To do: Restate word for word the lines of the material below, from the line with "I don't plan" to the line with "and __PreferredPackages__. Each", both lines included, and no others.

Given entries:

Issue #7137, opened 2019-07-09
Latest DependencyModel writes / as \u0002f breaks all but bleeding edge versions of xunit + `dotnet test`


nguerrera:
Deps files come out like this:

```
      "Microsoft.CodeCoverage\u002f16.0.1": {
        "runtime": {
          "lib\u002fnetcoreapp1.0\u002fMicrosoft.VisualStudio.CodeCoverage.Shim.dll": {
            "assemblyVersion": "15.0.0.0",
            "fileVersion": "16.0.28223.3002"
          }
        }
      },
      "Microsoft.CSharp\u002f4.0.1": {
```

Where \u0002f could be /

This breaks `dotnet test` on `dotnet new xunit` unless the xunit version used has https://github.com/xunit/visualstudio.xunit/commit/7553f4fa3b67884ccdda597f5429c5cdf2809d77 from yesterday.

Once https://github.com/dotnet/corefx/issues/37192 is available, DependencyModel should use it to only escape what's truly necessary. At a minimum / should be allowed through.

cc @ericstj @steveharter

nguerrera:
Putting this in 3.0 milestone because we will have to pin the version of dependency model to a preview 6 build and we can't ship like that.

nguerrera:
Looks like it + escaping is also a problem (so / fix is not sufficient). Ideally, the escaping would mimic what newtonsoft.json was doing with 2.2 dependency model.

GrabYourPitchforks:
How is this breaking? This is perfectly valid JSON. In theory every single character could be "\uXXXX" escaped and it would still be a legitimate, well-formed payload. All JSON consumers need to anticipate "\uXXXX" escape sequences in the payload and handle them appropriately, otherwise they're not spec-compliant.

nguerrera:
It's not about theoretical spec compliance. It's about the practical fact that every project in the world will have to take a new xunit to use 3.0 SDK because until a few days ago the private json reader in xunit was not spec compliant around this. 

It will break users that upgrade to 3.0 SDK without upgrading xunit. In this emprical sense, it is a breaking change.

I could maybe live with that (though it's not my call) if the failure was at all obvious, but thanks to my biggest pet peeve of all time, somebody is catching IndexOutOfRangeException and it manifests as "no tests discovered", which googling will very likely lead you on to a wild goose chase through the 42000 ways you can get this error. :(

[...]

PR #7241, opened 2019-07-17
Use a relaxed JavaScriptEncoder for writing JSON to disk.

ahsonkhan:
Fixes https://github.com/dotnet/core-setup/issues/7137

This should also resolve the concerns brought up in https://github.com/microsoft/vstest/issues/2079.

~**Waiting on a newer dependency update from corefx (newer than https://github.com/dotnet/core-setup/pull/7240 - https://github.com/dotnet/core-setup/pull/7240/commits/fe9de03c1c91e3facf17973782a53f82266e56dd - `4.6.0-preview8.19366.8`) that has this fix in - https://github.com/dotnet/corefx/pull/39550, but preparing the PR in advance.**~

~This won't compile/pass CI until the dependencies are updated.~

Edit: Dependencies updated in https://github.com/dotnet/core-setup/pull/7243

One thing we should consider doing (especially after `DependencyModel` targets netstandard2.0 only), is re-write some of the tests to **not** use `JObject` from `Newtonsoft.Json` as part of the verification (and maybe even be JSON-library-agnostic). This difference in escaping wasn't being captured by existing tests because:
1) The existing tests didn't really have Base-64 encoded text for sha512 (or any string containing characters like + that would get escaped).
2) The verification would still use `JObject` which would skip escaping them anyway (particularly the Save method).
https://github.com/dotnet/core-setup/blob/6bc158d4eb36a742a7926f85f12a0d3b8b3e9c0a/src/test/Microsoft.Extensions.DependencyModel.Tests/DependencyContextJsonWriterTests.cs#L12-L28

Using `Utf8JsonReader` and grabbing the unmodified/unescaped `ValueSpan` for the comparison would be a good solution. Alternatively, do direct string comparisons and match the whole input to the expected output json file.

cc @nguerrera, @GrabYourPitchforks, @wtgodbe, @ericstj, @tmds, @dagood

### DIFF
--- a/src/managed/Microsoft.Extensions.DependencyModel/DependencyContextWriter.Utf8JsonWriter.cs
+++ b/src/managed/Microsoft.Extensions.DependencyModel/DependencyContextWriter.Utf8JsonWriter.cs
@@ -4,6 +4,7 @@
 
 using System;
 using System.IO;
+using System.Text.Encodings.Web;
 using System.Text.Json;
 
 namespace Microsoft.Extensions.DependencyModel
@@ -22,7 +23,11 @@ namespace Microsoft.Extensions.DependencyModel
             }
             using (var bufferWriter = new ArrayBufferWriter())
             {
-                var options = new JsonWriterOptions { Indented = true };
+                // Custom encoder is required to fix https://github.com/dotnet/core-setup/issues/7137
+                // Since the JSON is only written to a file that is read by the SDK (and not transmitted over the wire),
+                // it is safe to skip escaping certain characters in this scenario 
+                // (that would otherwise be escaped, by default, as part of defense-in-depth, such as +).
+                var options = new JsonWriterOptions { Indented = true, Encoder = JavaScriptEncoder.UnsafeRelaxedJsonEscaping };
                 var jsonWriter = new Utf8JsonWriter(bufferWriter, options);
                 WriteCore(context, new UnifiedJsonWriter(jsonWriter));
                 bufferWriter.CopyTo(stream);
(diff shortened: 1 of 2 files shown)


src/managed/Microsoft.Extensions.DependencyModel/DependencyContextWriter.Utf8JsonWriter.cs
```diff
@@ -22,7 +23,11 @@ public void Write(DependencyContext context, Stream stream)
             }
             using (var bufferWriter = new ArrayBufferWriter())
             {
-                var options = new JsonWriterOptions { Indented = true };
+                // Custom encoder is required to fix https://github.com/dotnet/core-setup/issues/7137
+                // Since the JSON is only written to a file that is read by the SDK (and not transmitted over the wire),
+                // it is safe to skip escaping certain characters in this scenario 
+                // (that would otherwise be escaped, by default, as part of defense-in-depth, such as +).
+                var options = new JsonWriterOptions { Indented = true, Encoder = JavaScriptEncoder.UnsafeRelaxedJsonEscaping };
```
ericstj: Is this any more unsafe than what Json.Net did before?

ahsonkhan:
Any feedback, or is this good to merge?

src/managed/Microsoft.Extensions.DependencyModel/DependencyContextWriter.Utf8JsonWriter.cs
ahsonkhan: Nope.

ahsonkhan:
Picked up for the release/3.0 branch: https://github.com/dotnet/core-setup/pull/7257

Issue #7253, opened 2019-07-17
[dev/arcade-migration] Package content diffs after Arcade migration


dagood:
I plan to fix these:

`Microsoft.NETCore.App.versions.txt` no longer has Core-Setup hash, and is missing CoreCLR (in the runtime package txt files).

Commit hash no longer appears in pkgproj nupkg descriptions. (The managed projects now have a `repository` element containing this information, but pkgproj-based projects don't.)

`Microsoft.NETCore.App.Internal` (legacy netcoreapp framework package) has some differences in `build/netcoreapp3.0/`:
  * It doesn't include `Microsoft.NETCore.App.Internal.props` or the platform manifest. With a trivial fix to put these in the nupkg, I see these further diffs:
  * `PackageConflictPreferredPackages` property is now empty (just a `;`).
  * `_Microsoft_NETCore_App_Internal_Version` is renamed `_Microsoft_NETCore_App_Version`
  * `PackageConflictPlatformManifests` points to `netcoreapp.PlatformManifest.txt` (the original name of the file, not the name it has in the package).
  * *These are legacy packages used for consumption in tests. This difference doesn't affect Core-Setup's tests. I'm on the fence about fixing it (vs leaving the files out entirely) but I want to reduce the migration risk on CoreCLR and ASP.NET Core.*

Shared frameworks:
* WindowsDesktop shared framework has some files with Microsoft.NETCore.App naming that should be Microsoft.WindowsDesktop.App.
* Both shared frameworks include a reference to `Microsoft.DotNet.Build.Tasks.Packaging` in their deps json files.
* `.version` file has no commit hash.

---

I don't plan to fix these before merging the migration:

Platform manifests have symbol files in them now, in general.
  * *I believe this is just a little useless data that should be trimmed for size, but has no effect.*

dagood:
Fixed by https://github.com/dotnet/core-setup/pull/7259

PR #7259, opened 2019-07-17
[dev/arcade-migration] Fix package and shared framework diffs

dagood:
Fixes https://github.com/dotnet/core-setup/issues/7253

### DIFF
--- a/src/pkg/packaging-tools/framework.dependency.targets
+++ b/src/pkg/packaging-tools/framework.dependency.targets
@@ -144,6 +144,12 @@
       <PermitDllAndExeFilesLackingFileVersion>true</PermitDllAndExeFilesLackingFileVersion>
     </PropertyGroup>
 
+    <!--
+      Generate the props file using placeholders for __PackageId__ and __PreferredPackages__. Each
+      pkgproj that depends on this depproj needs to fill it in with unique info. The depproj's copy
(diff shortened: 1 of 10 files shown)


src/pkg/packaging-tools/framework.dependency.targets
```diff
@@ -143,11 +145,11 @@
     </PropertyGroup>
 
     <GenerateFileVersionProps Files="@(SharedFrameworkRuntimeFiles)"
-                              PackageId="$(FrameworkPackageName)"
+                              PackageId="__PackageId__"
```
dseefeld: Why these items are now hardcoded here?

dagood: They aren't, this is a templating token that's replaced in the pkgproj. The commit + commit message might shed some light: https://github.com/dotnet/core-setup/pull/7259/commits/cc3c81b6caec5947f03f02ecb306610236e82fee.

dseefeld: Doh!  If I would have read a little further, I would see where the replacement happens.  Thanks.

dagood: Would actually be a good place for a comment, on second thought. It's only in context in this PR, not when people read the file itself later.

Reply to the task:
I don't plan to fix these before merging the migration:

Platform manifests have symbol files in them now, in general.
  * *I believe this is just a little useless data that should be trimmed for size, but has no effect.*

dagood:
Fixed by https://github.com/dotnet/core-setup/pull/7259

PR #7259, opened 2019-07-17
[dev/arcade-migration] Fix package and shared framework diffs

dagood:
Fixes https://github.com/dotnet/core-setup/issues/7253

### DIFF
--- a/src/pkg/packaging-tools/framework.dependency.targets
+++ b/src/pkg/packaging-tools/framework.dependency.targets
@@ -144,6 +144,12 @@
       <PermitDllAndExeFilesLackingFileVersion>true</PermitDllAndExeFilesLackingFileVersion>
     </PropertyGroup>
 
+    <!--
+      Generate the props file using placeholders for __PackageId__ and __PreferredPackages__. Each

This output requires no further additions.